→ **THE PROBLEM**
Each line below needs to be repeated precisely as it is.

→ **Dataset entries**
PR #206, opened 2022-09-01
Dropshot-based websocket endpoint & Add Progenitor-based client

lifning:
### Use Dropshot 'channel' for serial console endpoint
This moves the websocket-related boilerplate into the code generated by Dropshot's `#[channel]` annotation macro.
(rel: https://github.com/oxidecomputer/dropshot/pull/403 )

### Generate an API client with Progenitor
This validates and/or generates an OpenAPI schema in a test, as done in omicron (with expectorate).
The generated client is currently opt-in via a feature flag, so as to mitigate breakages while migrating our other codebases from the handwritten client code.
(rel: https://github.com/oxidecomputer/progenitor/pull/183 )


lib/propolis-client/src/lib.rs
```diff
@@ -1,194 +1,116 @@
...
-
-impl Client {
-    pub fn new(address: SocketAddr, log: Logger) -> Client {
-        Client {
-            client: reqwest::Client::new(),
-            log: log.new(o!("propolis_client address" => address.to_string())),
-            address,
+#[cfg(feature = "generated")]
+pub mod generated;
+pub mod handmade;
```
pfmooney, line 13: From a docs standpoint, do we want the modules themselves to be visible, or simply exposed via the `pub use` below?

lifning: Added some more clarifying documentation around it and only made `handmade` `pub` when it's not globally `pub use`'d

→ **EXPECTED OUTPUT**
PR #206, opened 2022-09-01
Dropshot-based websocket endpoint & Add Progenitor-based client

lifning:
### Use Dropshot 'channel' for serial console endpoint
This moves the websocket-related boilerplate into the code generated by Dropshot's `#[channel]` annotation macro.
(rel: https://github.com/oxidecomputer/dropshot/pull/403 )

### Generate an API client with Progenitor
This validates and/or generates an OpenAPI schema in a test, as done in omicron (with expectorate).
The generated client is currently opt-in via a feature flag, so as to mitigate breakages while migrating our other codebases from the handwritten client code.
(rel: https://github.com/oxidecomputer/progenitor/pull/183 )


lib/propolis-client/src/lib.rs
```diff
@@ -1,194 +1,116 @@
...
-
-impl Client {
-    pub fn new(address: SocketAddr, log: Logger) -> Client {
-        Client {
-            client: reqwest::Client::new(),
-            log: log.new(o!("propolis_client address" => address.to_string())),
-            address,
+#[cfg(feature = "generated")]
+pub mod generated;
+pub mod handmade;
```
pfmooney, line 13: From a docs standpoint, do we want the modules themselves to be visible, or simply exposed via the `pub use` below?

lifning: Added some more clarifying documentation around it and only made `handmade` `pub` when it's not globally `pub use`'d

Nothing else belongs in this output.